Online Hate Research

New Research 2023: Online Hate and Social Media

A multi-year research initiative is underway that will generate new understandings about the proliferation of online hate—racism, misogyny, anti-immigrant, anti-Semitism, attacks on sexual identity, and ad hominem attacks in political discussions—that is so tragically prevalent on social media today. The work is being led by Prof. Joe Walther (Bertelsen Presidential Chair of Technology and Society) (Director of the Center for Black Studies Research), leading an international group of researchers from several disciplines.

One starting point is a new theory of online hate. It focuses on the use of social media by haters to attract social approval from like-minded others. An initial version of the theory appeared in Current Opinion in Psychology. It proposes that hate mongers’ main motivation for posting antagonistic messages is to attract favorable responses (Likes, comments, friends and followers, signals of admiration and status) from others.  They think it’s fun and that it makes them liked and popular, which particular aspects of social media easily foster. This approach helps explain the thousands of followers to Gab's anti-Black and anti-Jewish meme collections (see below), among other things. This approach also explains how virtual reinforcement from others magnifies prejudice, that may propel some participants into physical aggression and violence.  

Projects include an international conference on May 11, 2023, at UCSB, on the Social Processes of Online Hate. In cooperation with the Rupe Chair’s Biannual Conference on the Social Effects of Mass Communication, and the Center for Black Studies Research, the conference is open, and features presentations by a number of outstanding, innovative scholars, from anthropology, sociology, computer science, communication, and other approaches to the topic. Details appear on online here

Upcoming research combines data science and social network analysis to discover how groups of haters organize themselves, choosing victims, planning attacks, piling on, and congratulating themselves. 
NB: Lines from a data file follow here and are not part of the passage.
PR #2664, opened 2024-07-02
feat: Ensure services in axum `#[middleware()]` macro Implement Clone

thlsrms:
This change requires that services utilized within the `#[middleware()]` macro for server functions to implement `Clone`. This ensures that the service being wrapped by the middleware layer can also be cloned, useful for moving a clone of the service into a boxed future to be polled next:

```rust
fn call(&mut self, req: Request) -> Self::Future {
    let not_ready_inner = self.inner.clone();
    let ready_inner = std::mem::replace(&mut self.inner, not_ready_inner);

    let future = Box::pin(async move {
        /*
            Async operations
        */
        let inner = ServiceBuilder::new()
            .boxed_clone()
            .map_response(IntoResponse::into_response)
            .service(ready_inner);
        let next = Next { inner };
    };
    
    ResponseFuture {
        inner: future
    }
}
```
```rust
fn call(&mut self, req: Request<ReqBody>) -> Self::Future {
    let inner = self.inner.clone();
    let authorization = Box::pin(async move {
        /* Query the DB and authorize this user */
    });

    ResponseFuture {
        authorization,
        inner,
    }
}
```

### DIFF
--- a/examples/server_fns_axum/src/middleware.rs
+++ b/examples/server_fns_axum/src/middleware.rs
@@ -18,6 +18,7 @@ impl<S> Layer<S> for LoggingLayer {
     }
 }
 
+#[derive(Clone)]
 pub struct LoggingService<T> {
     inner: T,
 }
--- a/server_fn/src/middleware/mod.rs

Another project will analyze postings from Twitter, Gab, Parler, and Stormfront, to assess the degree of violence and disparagement, posters’ attempts to be clever and humorous, as well as suggestions of replacement theory ideology, in over two thousand social media postings sampled using keywords most frequently associated with hate messages that focus on Jews, Blacks, Mexicans, women, LGBTQ+, Asians, and others. Analyses will also assess correlations between these message dimensions and the popularity signals (Likes and Hearts) they accrue. 
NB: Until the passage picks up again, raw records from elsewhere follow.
PR #4730, opened 2026-05-23
Fix HTML-injection (XSS) sinks in tachys and leptos_macro

sabify:
This PR closes cases where untrusted data could reach the HTML body without escaping, across both the runtime renderer and the `view!` macro's static-HTML path.

### 1. `char` rendered without escaping (`tachys`)
`RenderHtml::to_html_with_buf` for primitive types ignored the `escape` flag and wrote values directly. For numeric/`bool`/`IpAddr`/`NonZero*` types this is harmless, their `Display` output is a subset of HTML text. But a `char` can be any Unicode scalar value, including `<`, `>`, `&`, `"`, `'`, so an attacker-controlled `char` rendered into an element body was an injection vector.

The `render_primitive!` macro is now parametrized with an escaping flag: `char` is escaped via `html_escape::encode_text` when the enclosing element escapes its children, and written verbatim only in raw-text contexts (`escape == false`). All other primitives keep their original allocation-free direct write, output is byte-identical.

### 2. `<textarea>` children not escaped (`tachys`)
`<textarea>` was declared with `ESCAPE_CHILDREN: false`, grouping it with the true raw-text elements `<script>`/`<style>`/`<noscript>`. But per the HTML spec, textarea content is *escapable* raw text, any `</textarea>` closes the element, so input like `</textarea><script>alert('xss')</script>` broke out and injected live markup. The flag is now `true`. This path handles all **dynamic** textarea content.

### 3. `<textarea>` not escaped in the macro's inert path (`leptos_macro`)
The `view!` macro has a separate compile-time static-HTML generator that *also* lumped `textarea` with `script`/`style` as non-escaping. This only affects fully-static ("inert") textarea content (not untrusted input), but it diverged from the runtime path and is incorrect per spec. Dropped `textarea` from the raw-text exemption at all three inert sites (element, SVG element, node dispatcher), so static textarea content is now escaped consistently with the runtime path.

### DIFF
--- a/leptos/tests/ssr.rs
+++ b/leptos/tests/ssr.rs
@@ -205,3 +205,39 @@ fn ssr_option() {
 
     assert_eq!(rendered.to_html(), "<option></option>");
 }
+
+#[cfg(feature = "ssr")]
+#[test]
+fn ssr_textarea_escapes_static_content() {
+    use leptos::prelude::*;
+
+    // Nested (non-top-level) static textarea exercises the macro's inert
+    // HTML path; its content must be HTML-escaped.
+    let rendered: View<HtmlElement<_, _, _>> = view! {
+        <div><textarea>"a < b & c"</textarea></div>
+    };
+
+    assert_eq!(
+        rendered.to_html(),
+        "<div><textarea>a &lt; b &amp; c</textarea></div>"
+    );
+}
+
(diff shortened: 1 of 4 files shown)


gbj:
Interesting! Good catch on both chars and textareas.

Joining the projects this year is CITS Visiting Researcher is a Google/YouTube User Experience researcher, Dr. Jennifer Pierre

Ultimate implications of the work include recommendations to social media platforms on moderation of popularity indicators rather than individual offenders, how blocking and account suspension of offenders by social media platforms may promote rather than inhibit subsequent hate messaging, and how intervention messages and strategies are prone to backfire if they are public (“badges of dishonor”) rather than private.